Stored entries
________________________________________

PR #1611, opened 2025-06-24
Add preset for `device_charging_station`

### LINKED ISSUE #1359: New tag: amenity=device_charging_station
### OSM Tag(s)

amenity=device_charging_station

As a Preset

### Label

Device charging station

### Aliases

_No response_

### Terms

Mobile Device Charging Station, Phone Charging Station

### Link to OSM Wiki page

https://wiki.openstreetmap.org/wiki/Tag:amenity%3Ddevice_charging_station

### Status of the Tag

Proposed

### Usage of the tag

905

### Replaces other Tag?

no

### Regional Tag?

_No response_

### Further Information

This clarifies the existing tag `amenity=charging_station` (https://wiki.openstreetmap.org/wiki/Tag:amenity%3Dcharging_station).

While the old tag did not specify the type of devices being charged, eventually the community has taken it to mean "electric vehicles" charging station. However, some places have started to offer mobile device charging spots. These charging spots may simply offer USB-A power sockets (users bring their own cables), or provide dedicated eg Lightning cables for users to charge their smart phone.

There is a great need to distinguish such small device chargers from the otherwise distinct and incompatible EV chargers.

Information about mobile device charging spots is quintessential in this age of smart mobile devices.

paulklie:
Adds the [amenity](https://wiki.openstreetmap.org/wiki/Key:amenity)=[device_charging_station](https://wiki.openstreetmap.org/wiki/Tag:amenity%3Ddevice_charging_station)  preset.

### Related issues

Closes #1359 

### Links and data

[amenity](https://wiki.openstreetmap.org/wiki/Key:amenity)=[device_charging_station](https://wiki.openstreetmap.org/wiki/Tag:amenity%3Ddevice_charging_station)

**Relevant tag usage stats:**
[taginfo](https://taginfo.openstreetmap.org/tags/amenity=device_charging_station): 1084 uses

I seem to be unable to post screenshots here, hope this suffices. The Infobox works

https://imgur.com/a/seYQ89i
https://www.openstreetmap.org/node/9983467989

### Search
https://imgur.com/a/x57uggB

### Info-`i`
https://imgur.com/a/GeQBaRf

### Wording

- [x] American English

________________________________________

### PROBLEM TO SOLVE
Give back, exactly as written, the stretch from the line with "### LINKED ISSUE" through the line with "### Further Information", and no other lines from the records above.

### TASK RESULT
### LINKED ISSUE #1359: New tag: amenity=device_charging_station
### OSM Tag(s)

amenity=device_charging_station

As a Preset

### Label

Device charging station

### Aliases

_No response_

### Terms

Mobile Device Charging Station, Phone Charging Station

### Link to OSM Wiki page

https://wiki.openstreetmap.org/wiki/Tag:amenity%3Ddevice_charging_station

### Status of the Tag

Proposed

### Usage of the tag

905

### Replaces other Tag?

no

### Regional Tag?

_No response_

### Further Information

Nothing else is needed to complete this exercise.